At the same time as these results, triple therapies involving 5FU + oxiplatin + irinotecan have objectively shown a significant increase in overall survival of patients with metastatic pancreatic adenocarcinoma compared to gemcitabine alone (median of 11.1 months versus 6.8 months, HR = 0.57 [0.45 - 0.73] p < 0.0001). The response rate and progression-free survival (PFS) have also been improved with these triple therapies; the response rates were 31.6% versus 9.4% p < 0.001 and the median PFS 6.4 months versus 3.3 months p < 0.001, respectively.

The adverse events observed with the triple therapy occurred more frequently, for febrile neutropaenia (5.4%), with the need to treat with growth factors (G-CSF for 42.5% of patients). Haematological and digestive toxicity was also higher: grade 3-4 neutropaenia was observed for 45.7% of patients in the FOLFIRINOX arm and 18.7% of patients in the gemcitabine arm (p = 0.0001); vomiting was noted for 14.5% of patients in the FOLFIRINOX arm and 4.7% in the gemcitabine arm (p = 0.002). Quality of life was improved in the FOLFIRINOX arm.

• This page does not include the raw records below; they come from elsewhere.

PR #186, opened 2023-12-31
Document influence modifiers

wvpm:


docs/simulation/calculations.yaml
```diff
@@ -15,10 +15,38 @@ Budget:
...
+    Base daily influence gain per country:
       if total priority bars > 0: Total base influence gain * priority bars / total priority bars
       else: Total base influence gain / number of countries (excluding banned)
+    Country influence gain modifier:
+      note: 'our' and 'we' refers to the influencer. 'target' is the country being influenced.
+      formula: 1 + score mod + relations mod + population mod + investment mod + puppet mod + neighbour mod + continent mod + discredit mod
+      score mod: 1 - target score / our score
+      relations mod: relations / defines.diplomacy.RELATION_INFLUENCE_MODIFIER
+      population mod:
+        formula: truncate((target population - LARGE_POPULATION_LIMIT) / LARGE_POPULATION_INFLUENCE_PENALTY_CHUNK) * LARGE_POPULATION_INFLUENCE_PENALTY
```
Hop311, line 28: Is `truncate` here downwards or towards zero? Either way `1.23` will go to `1`, but will `-1.23` go to `-2` (downwards) or `-1` (towards zero)?

Hop311 (approved):
Great work!

docs/simulation/calculations.yaml
wvpm: I used the word truncate as I'm used to it just removing the fractions. Ie rounding towards 0.
Since all 3 values are always positive, I'll just call it floor.

Hop311: The values are positive but the result of the equation can be negative. Using the vanilla defines values for a target country with a population of 1,000,000:
```
target population = 1,000,000
LARGE_POPULATION_LIMIT = 9,000,000
LARGE_POPULATION_INFLUENCE_PENALTY_CHUNK = 250,000

(target population - LARGE_POPULATION_LIMIT) / LARGE_POPULATION_INFLUENCE_PENALTY_CHUNK
= (1,000,000 - 9,000,000) / 250,000 = -8,000,000 / 250,000 = -32
```
However I believe this modifier only applies for target populations greater than `LARGE_POPULATION_LIMIT`, so the equation either needs a `max(0, ...)` or `if target population > LARGE_POPULATION_LIMIT ... else 0`.

Hop311 (approved):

Due to the histological, therapeutic and prognostic similarities between pancreatic and bile duct cancer, it is interesting to assess this triple therapy compared to the current reference treatment in bile duct cancers: gemcitabine combined with cisplatin (GEMCIS). Due to the known higher levels of toxicity for this triple therapy (digestive and haematological), the investigators modified the conventional FOLFIRINOX regimen (mFOLFIRINOX) by removing the 5-FU bolus at D1 of each cycle. This modification to the regimen would appear not to decrease the efficacy of the treatment.

Enrollment

191 patients

Sex

All

Ages

18+ years old

Volunteers

No Healthy Volunteers

Inclusion criteria

- WHO 0 or 1
Age ≥ 18 years
Tumour of the intrahepatic or extrahepatic (and/or hilar) bile ducts, or of the gallbladder
Measurable abdominal metastases (at least a lesion >10 mm) and/or measurable, unresectable primary tumour
Disease proven by histopathology or cytology (on metastasis or primary tumour)
If there are no abdominal metastases, the unresectability must be confirmed by a hepatobiliary surgeon in a multidisciplinary team (MDT) meeting
Bilirubin <1.5 N (after endoscopic or trance hepatic optimum biliary drainage, if necessary), AST and ALT <10N
Serum creatinine <130 µmol/L, creatinine clearance >60 mL/min
Neutrophils ≥ 1500/mm3 and platelets ≥ 75,000/mm3
Prothrombin index > 70%
Serum albumin > 25 g/L
Patient registered with a social security scheme (including CMU)
Signed informed consent form

Exclusion criteria

- Non-measurable metastases and primary tumour
Ampullary carcinoma or cancer of the pancreas with infiltration of the bile ducts or mixed tumours (hepatocholangiocarcinoma)
Chemotherapy and/or radiotherapy within the last 4 months
Other malignant tumour except in situ basal cell carcinoma or curatively treated carcinoma of the uterine cervix or other malignant tumour that has been treated and has been considered cured for at least 5 years
Major comorbidity factors (unstable angina, myocardial infarction that has occurred within the last 6 months, heart failure ≥2 according to the NYHA classification, uncontrolled high blood pressure)
Woman who is pregnant or breastfeeding, or patient of either sex who is of childbearing age and not using an adequate contraceptive method
Not able to undergo the trial medical follow-up for geographical, social or psychological reasons.